If you go out of OSP, I will be there around 9. I will spud my way out.


----------



## Erieangler51 (Sep 24, 2012)

Will be out here in a few hrs jon. Not sure where yet though. Give me a call or shoot me a text I lost your number when I got a new phone.


----------



## trapperjon (Mar 11, 2008)

Erieangler51 said:


> Will be out here in a few hrs jon. Not sure where yet though. Give me a call or shoot me a text I lost your number when I got a new phone.

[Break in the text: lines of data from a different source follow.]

PR #2548, opened 2016-10-03
added gcc-atomic toolfile

smuzaffar:


smuzaffar:
please test

smuzaffar:
@davidlt , should we explicitly add LD_LIBARY_PATH runtime pointing to install-path/gcc/530/lib64 for this tool or is it correct assumption that gcc env is enough?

I'mup and should be there by 6, I'll have a little blue sled (no shanty) and probably wearing camo jacket,


----------



## trapperjon (Mar 11, 2008)

Osp, 5in. Just turned on the vex and it's loaded, gotta go,


----------



## 1more (Jan 10, 2015)

Let us know how you do. Good luck and be safe!


----------



## quicktafix1 (Feb 4, 2009)

Fished OSP this morning. Ice was good. Left around 10 and went back at 1:30. Spud bar went through about half way to the golf course side. Tried to find a way around the iffy ice but spud bar continually went through on one hit! Made my way back to shore and left. Went to Nimisila off Main St boat ramp. Same thing. Ice is getting rotten. Bring back the 15 degree days!!!


----------



## AtticaFish (Nov 23, 2008)

HEAVY rain rolling through in the NW right now and still mid 60's. Thinking anything that was still not rotten, will be shortly.


----------



## OhioProFisherman (Jan 7, 2016)

Went to nimi yesterday checked by the south main ramp area and was not good enough for me but checked pizza Bay and had at least 6 inches so we fished for maybe an hour or so and got a some perch n gills all dinks so just decided to pack up


----------



## Erieangler51 (Sep 24, 2012)

Before me and Bobberbucket went to north we checked c1 all the way over into the bay by the island . Ice was 3.5-4" but crystal clear ice. We decided not to fish it due to the water and ice being so clear and it being a sunny day. Could see down 14 ft through the ice. I think nimi with the clearing water will turn into a night bite lake.


----------



## lovin life (Jan 2, 2010)

Good to hear Erie


----------



## icebucketjohn (Dec 22, 2005)

Considerable shoreline ice degradation Monday from sunup to sunset.


----------



## trapperjon (Mar 11, 2008)

quicktafix1 said:


> Fished OSP this morning. Ice was good. Left around 10 and went back at 1:30. Spud bar went through about half way to the golf course side. Tried to find a way around the iffy ice but spud bar continually went through on one hit! Made my way back to shore and left. Went to Nimisila off Main St boat ramp. Same thing. Ice is getting rotten. Bring back the 15 degree days!!!





icebucketjohn said:


> Considerable shoreline ice degradation Monday from sunup to sunset.





icebucketjohn said:


> Considerable shoreline ice degradation Monday from sunup to sunset.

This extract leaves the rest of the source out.